With IVF (in-vitro fertilization), the woman typically starts with birth control pills. Contradictory, huh? She then gets her period, and starts injections that will cause (hopefully) dozens of eggs to grow in her ovaries. Additional injections are administered to plump up the eggs and help them mature. This part is called stimulating, or “stimming.” After a couple of monitoring ultrasounds and blood draws, if your hormone levels are perfect, you get an HCG shot to give those eggs one last dose of growth! But your body doesn’t release them, THAT would be disastrous.
In IVF, you have surgery to pull out eggs. It’s called an egg retrieval. I had 20 eggs pulled out of me during a conscious sedation. I remember crying out for pain. After that, you rest for 3-5 days while those eggs get fertilized and are watched in the lab. Each day, the number of surviving fertilized eggs goes down. Only so many eggs are going to mature into embryos, which is why it usually takes women more than a month to get pregnant. The ideal time to put an embryo “back in”, which is called an embryo transfer, is 5 days after retrieval. We put two back, and froze the rest. I call it our Apollo 13 cycle… or, the successful failure. We got pregnant, but miscarried immediately, despite the supportive drugs to prevent it. I was assured that it wasn’t my body, but a genetic of the embryo that most likely caused the miscarriage.
ONE IVF cycle can cost from $12,000-$30,000. If you are lucky enough to have frozen embryos, putting a frozen embryo or two “back home” (frozen embryo transfer) costs more like $4,000, but that price can vary. We couldn’t have done that initial IVF without the generous help of the anonymous Angels. We definitely had to pay money to get to that point… But I digress. We did a frozen cycle in June, 2014. Once again, I miscarried. It was really confusing, and awful.

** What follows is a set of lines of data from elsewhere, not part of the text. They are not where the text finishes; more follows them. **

PR #391, opened 2023-03-23
CLI based access request workflow

chrnorm:
### What changed?
Adds 
```
granted exp request latest
```

and 

```
granted exp request aws
```
commands for making Access Requests to AWS roles.

https://www.loom.com/share/f49279efc7464f268b49a0d7a1acbe94

### Why?
Improves the user experience when Granted is used with a Common Fate deployment. No impact to UX if Granted is used without CF - a user won't use these subcommands.

### How did you test it?
```bash
sudo make cli

dassume
# select a role which requires an Access Request to be made

dgranted exp request latest
# this should prompt you for a reason to access the same role
```

```bash
dgranted exp request aws
# should be able to select an account ID and role and then an access request is created
```

### Potential risks
Shouldn't affect any existing functionality as these are new subcommands

No - new feature

### Link to relevant docs PRs
https://github.com/common-fate/docs/pull/223


pkg/cache/migrations/20230316153630_init.down.sql
JoshuaWilkes, line 1: @chrnorm did you remove this dependency?
Seems like the cache migrations are unused

pkg/granted/exp/request/request.go
```diff
@@ -0,0 +1,580 @@
...
+		&awsCommand,
+		&latestCommand,
+	},
+}
+
+var awsCommand = cli.Command{
+	Name:  "aws",
+	Usage: "Request access to an AWS role",
+	Flags: []cli.Flag{
+		&cli.StringFlag{Name: "account", Usage: "the AWS account ID"},
```
JoshuaWilkes, line 46:
```suggestion
		&cli.StringFlag{Name: "account", Usage: "The AWS account ID"},
```

pkg/granted/exp/request/request.go
```diff
@@ -0,0 +1,580 @@
...
+		&cli.StringFlag{Name: "role", Usage: "the AWS role"},
```
JoshuaWilkes, line 47:
```suggestion
		&cli.StringFlag{Name: "role", Usage: "The AWS role"},
```

pkg/granted/exp/request/request.go
```diff
@@ -0,0 +1,580 @@
...
+		&cli.StringFlag{Name: "reason", Usage: "a reason for access"},
```
JoshuaWilkes, line 48:
```suggestion
		&cli.StringFlag{Name: "reason", Usage: "A reason for access"},
```

pkg/granted/exp/request/request.go
```diff
@@ -0,0 +1,580 @@
...
+			reason:  c.String("reason"),
+		})
+	},
+}
+
+var latestCommand = cli.Command{
+	Name:  "latest",
+	Usage: "Request access to the latest AWS role you attempted to use",
+	Flags: []cli.Flag{
+		&cli.StringFlag{Name: "reason", Usage: "a reason for access"},
```
JoshuaWilkes, line 63:
```suggestion
		&cli.StringFlag{Name: "reason", Usage: "A reason for access"},
```

JoshuaWilkes (changes requested):

JoshuaWilkes (changes requested):
I only had a comment about the sql migration files.

The rest looks fine to me

JoshuaWilkes:
Testing this, I was able to get through requesting access ok by following the prompts.

I had to first request access and have it be denied after the web based aws flow. (I expected this, but it's something we can look at improving/ autoprompting to request)

After requesting I was shown a prompt 

image
That said I had access, however because this command runs as a subcommand of granted, it is unable to write credentials to my terminal environment.

I know I needed to then run `assume` but a regular user may get lost at this point.
We can add another info login here with `run assume latest`

pkg/cache/migrations/20230316153630_init.down.sql
chrnorm: Thanks, I've cleaned this up

JoshuaWilkes (approved):

PR #394, opened 2023-03-29
Add disableusagetips setting and update mechanism

JoshuaWilkes:
## Describe your changes

- In response to user feedback, experienced users would like to be able to disable the usage tips presented when using assume.
- As a catch all, I have implemented a config flag which can be set to disable these tips from showing
- I have only disabled the tip that shows when you don't supply a profile name during assume, more can be added as requested.
- In order to make this and other simple config easy to update, I have added a generic `granted settings set` command which can set the value for string, int and bool config fields
- This way we can share with users a one liner to disable the tips `granted settings set -s DisableUsageTips -vb` will configure their installation to not show the tip.

## Type of change

- [ ] New feature (non-breaking change which adds functionality)

## Issue and Documentation

-

## Testing

1. `make cli`
1. try running `dgranted settings set -s DisableUsageTips -vb` followed by `assume` do not supply a profile name, expect not to see a usage tip.
2. try running `dgranted settings set -s DisableUsageTips -vb false`  followed by `assume` do not supply a profile name, expect to see the prompt with the tip on usage.

3. run  `dgranted settings set` and see that you can update other settings

- [ ] I have performed a self-review of my code.
- [ ] I have commented my code, particularly in hard-to-understand areas.

### DIFF
--- a/pkg/assume/assume.go
+++ b/pkg/assume/assume.go
@@ -301,7 +301,7 @@ func AssumeCommand(c *cli.Context) error {
 	getConsoleURL := !assumeFlags.Bool("env") && (assumeFlags.Bool("console") || assumeFlags.Bool("active-role") || assumeFlags.String("service") != "" || assumeFlags.Bool("url"))
 
 	// this makes it easy for users to copy the actual command and avoid needing to lookup profiles
-	if showRerunCommand {
+	if !cfg.DisableUsageTips && showRerunCommand {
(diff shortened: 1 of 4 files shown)


chrnorm:
Because we're parsing a string from the CLI, I have simplified the `--value-bool`, `--value-str` and `--value-int` into a single flag `--value`. This will help avoid a problem where a user accidentally gives the wrong flag for a particular config value

chrnorm (approved):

We waited a whole year to try another frozen cycle. In the middle of it, I lost the friendship of two people who I had known as long as we had been married. It was, and still is painful. Ever since IVF, I have been unable to fall asleep well. It has affected and invaded my life. It defined me, despite my best efforts. I was petrified to try again.

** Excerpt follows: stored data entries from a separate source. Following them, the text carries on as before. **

PR #400, opened 2023-04-11
Reintroduce fallback support for any POSIX-compatible shell

chrnorm:
This was originally merged to `main` in @jhuntwork's PR #389, however for some reason it caused some of our GitHub Actions tests to fail. I've reverted the PR temporarily and am introducing it again on this branch to evaluate why the tests were failing.

------------

* Add fallback support for any POSIX-compatible shell

As a last resort before erroring, try to determine a 'config' or 'profile' file to use via a POSIX-specific test.

[POSIX states regarding the ENV variable](https://pubs.opengroup.org/onlinepubs/9699919799/):

> This variable, when and only when an interactive shell is invoked, shall be
> subjected to parameter expansion (see Parameter Expansion) by the shell, and
> the resulting value shall be used as a pathname of a file containing shell
> commands to execute in the current environment. The file need not be
> executable.

## Motivation

My main shell is typically [mksh](http://www.mirbsd.org/mksh.htm). Even though it lacks many of the bells and whistles of bash and zsh, it is an adequate and comfortable interactive shell. By making all the common pieces POSIX-compliant, all the currently supported shells should continue to work and any additional shell that is POSIX-compliant should work as well.

This also requires some changes in the assume shim script. Even though some parts are zsh-specific and warnings can be ignored, the whole thing is sourced and so needs to be syntactically correct:

- Replace '<<<' with a simple heredoc.
- Replace the 'source' command with '.'
- Use parameter substitution for testing the existence of substrings
- Remove some other unnecessary bashisms
- Minor tweak, but replace uses of `echo` with `printf` since that tends to be safer and more explicit in formatting. A good summary of the difference is [here](https://www.etalabs.net/sh_tricks.html)

* change 'return' to 'exit'

### DIFF
--- a/pkg/alias/alias.go
+++ b/pkg/alias/alias.go
@@ -30,9 +30,9 @@ func init() {
 }
 
 const fishAlias = `alias assume="source /usr/local/bin/assume.fish"`
-const defaultAlias = `alias assume="source assume"`
+const defaultAlias = `alias assume=". assume"`
 const devFishAlias = `alias dassume="source /usr/local/bin/dassume.fish"`
-const devDefaultAlias = `alias dassume="source dassume"`
+const devDefaultAlias = `alias dassume=". dassume"`
 
 func GetDefaultAlias() string {
 	if build.IsDev() {
@@ -77,7 +77,9 @@ func GetShellFromShellEnv(shellEnv string) (string, error) {
 
 	} else if strings.Contains(shellEnv, "zsh") {
 		return "zsh", nil
-
+	} else if strings.Contains(shellEnv, "sh") {
+		// Fallback to POSIX
+		return "posix", nil
 	} else {
 		return "", fmt.Errorf("we couldn't detect your shell type (%s). Please follow the steps at https://docs.commonfate.io/granted/internals/shell-alias to assume roles with Granted", shellEnv)
 	}
@@ -96,6 +98,8 @@ func GetShellAlias(shell string) (Config, error) {
 		file, err = shells.GetBashConfigFile()
 	case "zsh":
 		file, err = shells.GetZshConfigFile()
+	case "posix":
+		file, err = shells.GetPosixConfigFile()
 	default:
 		err = &ErrShellNotSupported{Shell: shell}
 	}
--- a/pkg/shells/find_config.go
+++ b/pkg/shells/find_config.go
@@ -1,9 +1,35 @@
 package shells
 
 import (
+	"fmt"
 	"os"
 	"path"
+	"path/filepath"
+	"strings"
 )
+
+func GetPosixConfigFile() (string, error) {
+	home, err := os.UserHomeDir()
+	if err != nil {
+		return "", err
+	}
+	file := os.Getenv("ENV")
+	if file == "" {
+		return "", fmt.Errorf("cannot determine a shell config file. Please specify one using the ENV variable")
+	}
+	if strings.HasPrefix(file, "~") {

I got brave, and decided to switch clinics after my doctor moved. This frozen cycle took THREE tries to even take place. It got cancelled the day of transfer because there was fluid in my uterus. After going through another period, and a new (stronger) set of drugs, it got cancelled three days before because I ovulated despite being on high doses of estrogen to prevent that.

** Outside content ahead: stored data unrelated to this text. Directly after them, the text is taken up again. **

PR #409, opened 2023-04-20
Append a single array element for with field

JoshuaWilkes:
### What changed?
Corrected the data type for with field when making a request for a rule which had multiple options for both permissionset and account

### Link to relevant docs PRs


chrnorm (approved):
Tested and working locally for me

PR #429, opened 2023-06-06
Add support for MFA with IAM credentials

mfzl:
### What changed?
A new assumer is added with support for MFA

### Why?
MFA does not work with IAM credentials

### DIFF
--- a/pkg/cfaws/assumer_aws_iam_mfa.go
+++ b/pkg/cfaws/assumer_aws_iam_mfa.go
@@ -1,0 +1,89 @@
+package cfaws
+
+import (
+	"context"
+
+	"github.com/aws/aws-sdk-go-v2/aws"
+	"github.com/aws/aws-sdk-go-v2/config"
+	"github.com/aws/aws-sdk-go-v2/service/sts"
+	"github.com/common-fate/clio"
+	"github.com/common-fate/granted/pkg/securestorage"
+	"gopkg.in/ini.v1"
+)
+
+type AwsIamMfaAssumer struct {
+	AwsIamAssumer
+}
+
+func (aia *AwsIamMfaAssumer) AssumeTerminal(ctx context.Context, c *Profile, configOpts ConfigOpts) (aws.Credentials, error) {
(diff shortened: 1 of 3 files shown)


JoshuaWilkes:
Hey @mfzl Thanks for this PR, i'm wondering why the original AWS IAM assumer did not work for you, it does have some logic to prompt for MFA.

I see there is a difference between how it operates when the profile has a parent.

In your situation, are you using a base profile and a child profile or using a profile which has the MFASerial config on it?

Maybe we can fix the issue causing the original IAM assumer not to work.

I'm inclined to think that this also needs to set the aro.SerialNumber when there is no parent profile.

```
			// set the token provider up
			aro.TokenProvider = MfaTokenProvider
			aro.Duration = configOpts.Duration

			// If the mfa_serial is defined on the root profile, we need to set it in this config so that the aws SDK knows to prompt for MFA token
			if len(c.Parents) > 0 {
				if c.Parents[0].AWSConfig.MFASerial != "" {
					aro.SerialNumber = aws.String(c.Parents[0].AWSConfig.MFASerial)

				}
			}
```

mfzl:
Hey @JoshuaWilkes, thanks for looking into this.

This can be handled in the AWS IAM assumer as well. My profile is basically
```
[profile xyz]
credential_process    = granted credential-process --profile xyz
mfa_serial            = arn:aws:iam::xxx
region                = us-east-1
```
You guessed right about the current assumer, it's making the assumption that user assumes a role in the child profile so it's not triggered when using the credentials directly with MFA using the root profile (no parent)

This can be fixed in the current AWS IAM assumer as well. I felt it's safer to leave the existing code as is without introducing token caching and behavior change but it can be made to work. 

In the case of updating the current assumer this logic will go into 

```go
	if c.HasSecureStorageIAMCredentials {
		secureIAMCredentialStorage := securestorage.NewSecureIAMCredentialStorage()
		crendentials, err := secureIAMCredentialStorage.GetCredentials(c.Name)
		if err != nil {
		    return credentials, err
		}
                if c.AWSConfig.MFASerial == "" {
		    return credentials, nil
	        }

		// Handle MFA code
	}

```

chrnorm (approved):

PR #435, opened 2023-06-19
Make assume script a little more robust

alexjurkiewicz:
This script might be sourced from another one which uses `set -u`.
Ensure we don't unconditionally access optional environment variables.

(ignore whitespace to understand the diff better)


chrnorm (approved):
Thankyou @alexjurkiewicz! 🙌 I ran a quick test of this locally it's working well for me on ZSH

Issue #246, opened 2022-09-09
`assume` CLI doesn't work with fish on Apple Silicon MacOS


chrnorm:
Apple Silicon devices seem to default to installing things in `/opt/homebrew` which doesn't match the shell alias that we add.

Additionally, we shouldn't need the `#!/bin/fish` shebang because the script is being sourced.

admackin:
I believe `brew --prefix` is what is needed here, instead of hardcoding to `/usr/local/bin`

PR #437, opened 2023-06-22
use brew --prefix instead of hardcoded path for fish alias

admackin:
the hardcoded path doesn't work on brew installs on apple silicon (or if someone specifies an alternate location for brew)

### What changed?

Used `brew --prefix` to get root homebrew location

### Why?

as reported in #246 the alias installation doesn't work for `fish` on Apple Silicon (M1/M2) since the homebrew binaries are installed in `/opt/homebrew` rather than `/usr/local`

### How did you test it?

Manually inserted the same change in my local `config.fish` (on Apple silicon). 

### Potential risks

not e2e-tested on intel macs (but I have verified that `brew --prefix` command works identically on intel-based Brew, which I also have installed)

yes, it's a small bugfix that should make things work for all people who use Fish on Apple Silicon, and be unnoticed by everyone else.

### DIFF
--- a/pkg/alias/alias.go
+++ b/pkg/alias/alias.go
@@ -29,9 +29,9 @@ func init() {
 	_, color.NoColor = os.LookupEnv("NO_COLOR")
 }
 
-const fishAlias = `alias assume="source /usr/local/bin/assume.fish"`
+const fishAlias = `alias assume="source (brew --prefix)/assume.fish"`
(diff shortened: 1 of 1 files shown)


chrnorm (approved):
Thankyou for the contribution @admackin!

I'm conscious that this might cause problems for non-brew users on MacOS, but given that our install instructions only reference `brew` this should be a non-issue.

Issue #371, opened 2023-02-22
Improve MFA login experience by caching session tokens


smelchior:
It would be great if granted could cache the session tokens after an MFA login that are used to assume roles in a non-SSO setup.
This would be for an aws cli config like:
```
[xy-base]
aws_access_key_id     = XXX
aws_secret_access_key = YYYY

[xy-operations]
role_arn       = arn:aws:iam::XXX:role/XY
mfa_serial     = arn:aws:iam::XXXX:mfa/XY
source_profile = xy-base
```

In this case i am currently prompted for my MFA each time i run the assume call and i am also limited to the role session limit time (which is mostly 1h)
I was using https://github.com/trek10inc/awsume/ before, and they implemented something to cache the credentials returned by the get-session-token call for the MFA authentication (https://github.com/trek10inc/awsume/blob/master/docs/general/overview.md?plain=1#L56) This makes life a lot easier when you have to assume the role in multiple shell sessions or want to also open it in the browser.

This was partially discussed in this https://commonfatecommunity.slack.com/archives/C0356DGLXME/p1677055552697469 +this https://commonfatecommunity.slack.com/archives/C0356DGLXME/p1675985537292519 (with a slightly different use-case) Slack thread

orenmazor:
this would be really great! I jump between accounts all day and having to re-pull the MFA is kinda a bummer

PR #447, opened 2023-07-26
add a caching mechanism to assume

orenmazor:
### What changed?

Inspired by https://github.com/common-fate/granted/issues/371, I duplicated the credential caching mechanism from credential_process.go

### Why?

In my use case, I have the following setup, where I use 1password cli as the credentials source:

So, then, I got put on Lupron. Lupron is scary. It turns off the ovaries and gives you hot flashes. It has other side effects, but my body finally listened and didn’t ovulate. My body responded perfectly. The people at the clinic surrounded us with love, prayers, good science, and hope.
It didn’t work.
This is exhausting, huh? But that’s where we are. It can be depressing to look at. Things seem bleak, but they seemed bleak for Sam and Frodo. And honestly that’s a bad comparison because doesn’t Frodo… Never mind.
Some people wonder why don’t we just adopt? First of all, there’s no such thing as just adopting. Also, the chances that we will get pregnant while adopting are not as high as society thinks. Nowadays, adoption is more expensive than IVF. We have a hard time making decisions that are so huge, so quickly.
What can I say? We are alive! We have a daughter and that makes all the difference in our lives. The friendships I have made and deepened through our trial has been worth gold. This is the same with cherished family. I can’t express that adequately, but I can do another post on just those people.
I often look at mothers of many children with sympathy, not envy, because I get both sides of it. Motherhood is hard, but it is an innate desire of who I am. I truly love the blog post that points out that being single is infertility plus lonlieness. I feel like there is something epic about this journey, and I’m not going to give up. Like the getting out of survival mode post, I resonate with that song she sang while team building.
“Cause I still got a lotta fight left in me.”